**What the exercise asks**
Begin with the first line of the entries below and reproduce each line exactly, ending with the line that holds "This is a follow-up".

Segment Start: The data

PR #67, opened 2023-02-22
fix: improve code structure, documentation and safety for libsolv wrapper

aochagavia:
This is a follow-up for #51 , cleaning up our libsolv wrapper, properly documenting it and ensuring it is (mostly) safe.

There is still an open issue related to strings. When passing C strings to the FFI, in many places our code will panic if a NUL byte is found in the original Rust string (only in a few cases it will propagate an error). Maybe we should check at the beginning that the repodata is NUL-free, so we can stop worrying about this. Any thoughts?


crates/rattler_solve/src/lib.rs
```diff
@@ -227,16 +227,16 @@ mod test_libsolv {
         assert!(matches!(operations[0].kind, PackageOperationKind::Install));
         let info = &operations[0].package;
 
-        assert_eq!("foo-3.0.2.tar.bz2", info.file_name);
+        assert_eq!("foo-3.0.2.conda", info.file_name);
         assert_eq!(
-            "https://conda.anaconda.org/conda-forge/linux-64/foo-3.0.2.tar.bz2",
+            "https://conda.anaconda.org/conda-forge/linux-64/foo-3.0.2.conda",
```
wolfv, line 232: I didn't pay attention to this before, but this is actually an "invalid" package name. It should be `<NAME>-<VERSION>-<BUILDSTRING>.<EXTENSION>`. The `package_record.build` also looks weierd (with the `_conda`).

crates/rattler_solve/src/libsolv/util.rs
```diff
@@ -0,0 +1,17 @@
+#[derive(Copy, Clone, Ord, PartialEq, PartialOrd, Eq)]
+pub enum PackageExtension {
+    TarBz2,
+    Conda,
+}
+
+/// Given a package filename, extracts the filename and the extension if the extension is a known
+/// package extension.
+pub fn extract_known_filename_extension(filename: &str) -> Option<(&str, PackageExtension)> {
```
wolfv, line 9: We have the `ArchiveType` thingy in `rattler_conda_types` - could we use it here?

wolfv: Either `ArchiveIdentifier`: https://github.com/mamba-org/rattler/blob/main/crates/rattler_conda_types/src/package/archive_identifier.rs or https://github.com/mamba-org/rattler/blob/main/crates/rattler_conda_types/src/package/archive_type.rs

crates/rattler_solve/src/libsolv/wrapper/solvable.rs
```diff
@@ -21,60 +13,27 @@ impl From<SolvableId> for ffi::Id {
...
-        let value = unsafe { ffi::solvable_lookup_num(self.as_ptr().as_ptr(), key.0, u64::MAX) };
-        if value == u64::MAX {
-            None
-        } else {
-            Some(value as usize)
-        }
+/// Gets a number associated to this solvable
+pub fn lookup_num(solvable: *mut ffi::Solvable, key: StringId) -> Option<u64> {
+    let value = unsafe { ffi::solvable_lookup_num(solvable as *mut _, key.0, u64::MAX) };
+    if value == u64::MAX {
```
wolfv, line 34: just FYI i think the `ffi::solvable_lookup_num` returns a `unsigned int` (which should be a 32bit integer). I guess using a 64 bit integer is safer anyways, but wanted to note it :)

wolfv: Sorry I am wrong about this! :) It's a `unsigned long long`, so this is correct.

crates/rattler_solve/src/libsolv/input.rs
```diff
@@ -0,0 +1,258 @@
...
+use crate::libsolv::wrapper::solvable::SolvableId;
+use rattler_conda_types::{GenericVirtualPackage, RepoDataRecord};
+use std::cmp::Ordering;
+use std::collections::HashMap;
+use std::ffi::{CString, NulError};
+
+/// Adds [`RepoDataRecord`] to this instance
+pub fn add_repodata_records(
+    pool: &Pool,
+    repo: &Repo,
```
baszalmstra, line 19: I think its important that the passed in `Repo` was created from the `Pool` right? Not doing so might result in undefined behavior. Would it be possible to get a reference to pool from the repo? Or can you add an assertion to ensure this is the case?

wolfv:
Looks really good!

crates/rattler_solve/src/libsolv/input.rs
```diff
@@ -0,0 +1,258 @@
...
+    repo_datas: &[RepoDataRecord],
+) -> Result<(), NulError> {
+    let data = repo.add_repodata();
```
baszalmstra, line 22: Maybe its more clear if you move the declaration of this variable down closer to where it is used. The function is not very descriptive if you don't know libsolv. A comment would also help.

crates/rattler_solve/src/libsolv/wrapper/pool.rs
```diff
@@ -108,164 +129,96 @@ impl Pool {
             Verbosity::Extreme => 3,
         };
         unsafe {
-            ffi::pool_setdebuglevel(self.0.as_ptr(), verbosity);
+            ffi::pool_setdebuglevel(self.raw_ptr(), verbosity);
         }
     }
 
     /// Set the provided repo to be considered as a source of installed packages
     pub fn set_installed(&self, repo: &Repo) {
```
baszalmstra, line 137: This function can result in undefined behavior if the repo has not been created by the same `Pool`. Maybe you can add an `assert` in here to ensure that Repo belongs to the current Pool?

crates/rattler_solve/src/libsolv/wrapper/pool.rs
```diff
@@ -108,164 +129,96 @@ impl Pool {
...
-
-    // Safe because the function accepts any string
-    unsafe {
-        StringId(ffi::pool_strn2id(
-            pool.0.as_ptr(),
-            c_str.as_ptr(),
-            length.try_into().expect("string too large"),
-            1,
-        ))
+    pub fn intern_matchspec(&self, match_spec: &MatchSpec) -> MatchSpecId {
```
baszalmstra, line 157: Maybe add a comment to this public function?

crates/rattler_solve/src/libsolv/wrapper/pool.rs
```diff
@@ -316,28 +236,49 @@ impl From<MatchSpecId> for Id {
     }
 }
 
+fn match_spec_to_c_string(match_spec: &MatchSpec) -> CString {
```
baszalmstra, line 239: Maybe we can move the conversion from MatchSpec to string into `Display` of `MatchSpec`. Im sure it will be used more.

crates/rattler_solve/src/libsolv/wrapper/repo.rs
```diff
@@ -1,422 +1,103 @@
...
-                            unimplemented!("found a duplicate package")
-                        }
-                    }
-                } else {
-                    package_to_type.insert(filename, (package_type, solvable_id));
-                };
-            } else {
-                tracing::warn!("unknown package extension: {}", &repo_data.file_name);
-            }
+    /// Adds a new repodata to this repo
```
baszalmstra, line 55: Maybe explain a little bit here what repodata is, or at least that its a libsolv datastructure.

crates/rattler_solve/src/libsolv/wrapper/solvable.rs
```diff
@@ -21,60 +13,27 @@ impl From<SolvableId> for ffi::Id {
...
-        self.0
-    }
-
-    /// Looks up a string value associated with this instance with the given `key`.
-    pub fn lookup_str(&self, key: StringId) -> Option<&str> {
-        let str = unsafe { ffi::solvable_lookup_str(self.0.as_ptr(), key.into()) };
-        if str.is_null() {
-            None
+    /// Resolves the id to a pointer to the solvable
+    pub fn resolve_raw(self, pool: &Pool) -> NonNull<ffi::Solvable> {
```
baszalmstra, line 17: Should this function remaning local to the crate because it returns an ffi object? (`pub(super)`)

baszalmstra: Also, explain that this function might panic. Similar to resolving of strings.

crates/rattler_solve/src/libsolv/wrapper/solvable.rs
```diff
@@ -21,60 +13,27 @@ impl From<SolvableId> for ffi::Id {
...
-
-    pub fn get_usize(&self, key: StringId) -> Option<usize> {
-        let value = unsafe { ffi::solvable_lookup_num(self.as_ptr().as_ptr(), key.0, u64::MAX) };
-        if value == u64::MAX {
-            None
-        } else {
-            Some(value as usize)
-        }
+/// Gets a number associated to this solvable
+pub fn lookup_num(solvable: *mut ffi::Solvable, key: StringId) -> Option<u64> {
```
baszalmstra, line 32: Same, should this also be `pub(super)`?

crates/rattler_solve/src/libsolv/wrapper/solver.rs
```diff
@@ -96,17 +89,11 @@ impl SolverRef {
...
     /// Creates a transaction from the solutions found by the solver.
-    pub fn create_transaction(&mut self) -> Transaction {
-        let transaction =
-            NonNull::new(unsafe { ffi::solver_create_transaction(self.as_ptr().as_mut()) })
-                .expect("solver_create_transaction returned a nullptr");
-        Transaction::new(transaction)
-    }
-}
+    pub fn create_transaction(&self) -> Transaction {
+        let transaction = NonNull::new(unsafe { ffi::solver_create_transaction(self.raw_ptr()) })
```
baszalmstra, line 93: I think that this might be a legitimate error. This could happen if `solve` hasn't been called yet. Maybe turn this into a Result?

crates/rattler_solve/src/libsolv/wrapper/transaction.rs
```diff
@@ -1,167 +1,70 @@
...
+                solvable_id.into(),
+                ffi::SOLVER_TRANSACTION_SHOW_ALL as std::os::raw::c_int,
+            )
         }
+    }
 
-        if !unsupported_operations.is_empty() {
-            return Err(unsupported_operations);
-        }
+    /// Returns the second solvable associated to the transaction
```
baszalmstra, line 57: What does this mean? Can you clarify what `obs` means?

baszalmstra (commented):
This looks really good @aochagavia !

baszalmstra:
> There is still an open issue related to strings. When passing C strings to the FFI, in many places our code will panic if a NUL byte is found in the original Rust string (only in a few cases it will propagate an error). Maybe we should check at the beginning that the repodata is NUL-free, so we can stop worrying about this. Any thoughts?

We add all the data ourselves into libsolv right? Could we check when we add it to libsolv if strings contain `Nul`?

wolfv:
A string with `NUL` should be super unlikely, right? Because any C style parser would totally trip over it.

tdejager (changes requested):

crates/rattler_solve/src/libsolv/wrapper/solver.rs
```diff
@@ -1,89 +1,82 @@
...
 
-impl SolverRef {
-    /// Returns a pointer to the wrapped `ffi::Solver`
-    fn as_ptr(&self) -> NonNull<ffi::Solver> {
-        // Safe because a `SolverRef` is a transparent wrapper around `ffi::Solver`
-        unsafe { NonNull::new_unchecked(self as *const Self as *mut Self).cast() }
+    /// Returns a user-friendly representation of a problem
+    ///
+    /// Safety: the caller must ensure the id is valid
+    unsafe fn problem2str(&self, id: ffi::Id) -> &CStr {
```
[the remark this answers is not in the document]
aochagavia: I intentionally tried to use the same names as libsolv when it comes to functions that wrap the ffi, and to use better names when building our own logic on top of them. IMO this makes the most sense, but if there is consensus that we should do things as you say I'll gladly change it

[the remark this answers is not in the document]
aochagavia: @baszalmstra @wolfv, do you have a horse in this race?

crates/rattler_solve/src/libsolv/input.rs
```diff
@@ -0,0 +1,258 @@
...
+
+    // Get all the IDs
+    let solvable_buildflavor_id = pool.find_interned_str(SOLVABLE_BUILDFLAVOR).unwrap();
```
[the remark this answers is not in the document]
aochagavia: Technically, this can never fail, because these strings are internal to libsolv and always present. If there is something wrong there, a panic seems like the only sensible option.

crates/rattler_solve/src/libsolv/util.rs
aochagavia: Good catch! `ArchiveType` is perfect here

crates/rattler_solve/src/lib.rs
aochagavia: Yeah, that is a consequence of my unfamiliarity with the conda ecosystem. I'll update it to use more realistic values

crates/rattler_solve/src/libsolv/input.rs
```diff
@@ -0,0 +1,258 @@
...
+    }
+
+    repo.internalize();
+
+    Ok(())
+}
+
+/// When adding packages, we want to make sure that `.conda` packages have preference over `.tar.bz`
+/// packages. For that reason, when adding a solvable we check first if a `.conda` version of the
+/// package has already been added, in which case
```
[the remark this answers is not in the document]
aochagavia: Oops, looks like the rest of the comment got lost there

crates/rattler_solve/src/libsolv/input.rs
```diff
@@ -0,0 +1,258 @@
...
+use crate::libsolv::wrapper::pool::Pool;
+use crate::libsolv::wrapper::repo::Repo;
+use crate::libsolv::wrapper::repodata::Repodata;
+use crate::libsolv::wrapper::solvable::SolvableId;
+use rattler_conda_types::{GenericVirtualPackage, RepoDataRecord};
+use std::cmp::Ordering;
+use std::collections::HashMap;
+use std::ffi::{CString, NulError};
+
+/// Adds [`RepoDataRecord`] to this instance
```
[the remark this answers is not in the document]
aochagavia: Hmm... This seems to be a leftover from the time when `add_repodata_records` was a method on `Repo`. I'll update it.

crates/rattler_solve/src/libsolv/input.rs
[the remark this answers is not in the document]
baszalmstra: Could you add that in a comment or in an `expect`?

crates/rattler_solve/src/libsolv/wrapper/solver.rs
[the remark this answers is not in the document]
baszalmstra: I get both arguments. I have no strong opinion.🤷

crates/rattler_solve/src/libsolv/input.rs
aochagavia: Why do you think that passing a `Repo` that does not belong to the `Pool` will result in UB? At least on our side, when we resolve `SolvableId`s we make sure to avoid UB. Are there some assumptions in the libsolv side that we should take into account too? I haven't checked libsolv's code, and maybe it pays off to be extra careful here anyway, so I'll add the check just in case (even without UB it will result in more predictable errors if anyone ever misuses the function)

crates/rattler_solve/src/libsolv/input.rs
aochagavia: Sure!

crates/rattler_solve/src/libsolv/wrapper/pool.rs
aochagavia: Will do

crates/rattler_solve/src/libsolv/wrapper/repo.rs
aochagavia: Will do

crates/rattler_solve/src/libsolv/wrapper/transaction.rs
aochagavia: I am not entirely sure what obs means here (I took it from mamba). Since this code is being deleted in #75, I suggest we leave it unchanged

crates/rattler_solve/src/libsolv/wrapper/solver.rs
aochagavia: In that case I think we should automatically create the transaction after solving, to remove altogether the possibility of misusing the API. I'll merge this into `Solver::solve`

crates/rattler_solve/src/libsolv/input.rs
baszalmstra: Because a `Repo` references data from the `Pool` from which it was created. The current API allows this:

```rust
let pool_a = Pool::new();
let pool_b = Pool::new();
let repo = pool_a.create_repo("cool");
add_repodata_records(pool_b, repo); // <-- could result in undefined behavior.
```

The repo also contains a pointer to the pool. If we just add an assert that that pointer matches the pass in pool we can be sure that its correct.

crates/rattler_solve/src/libsolv/wrapper/solvable.rs
aochagavia: I intentionally exposed a pointer to `ffi::Solvable` because we need mutable access to it in `input.rs`. The ffi object is difficult to wrap in a safe interface, because it is mostly useful when having a mutable reference to it. By exposing it as a raw pointer, the user takes on the responsibility of ensuring there is at most one reference to `ffi::Solvable` at a given time.

I have spent about 30 minutes trying to create a `Solvable` wrapper that is safer, but am not satisfied with the result. If you think it is truly worth it, I can give it a second try. Otherwise I'd suggest we leave it as is

aochagavia:
Just finished addressing all the comments!

Regarding the NUL issue, I suggest we tackle it in an upcoming PR to keep complexity at bay in this one

baszalmstra (approved):

crates/rattler_solve/src/libsolv/wrapper/solver.rs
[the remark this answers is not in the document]
tdejager: All good!

tdejager:
@aochagavia could you just add the `expect` to the last comment?

aochagavia:
> @aochagavia could you just add the `expect` to the last comment?

You mean replacing the calls to `unwrap` by `expect` in `input::add_repodata_records`? I added a comment at the beginning of them, like Bas suggested, which seems enough to me, but I can switch to `expect` too if you feel that's necessary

Segment End: The data

**Expected answer**
PR #67, opened 2023-02-22
fix: improve code structure, documentation and safety for libsolv wrapper

aochagavia:
This is a follow-up for #51 , cleaning up our libsolv wrapper, properly documenting it and ensuring it is (mostly) safe.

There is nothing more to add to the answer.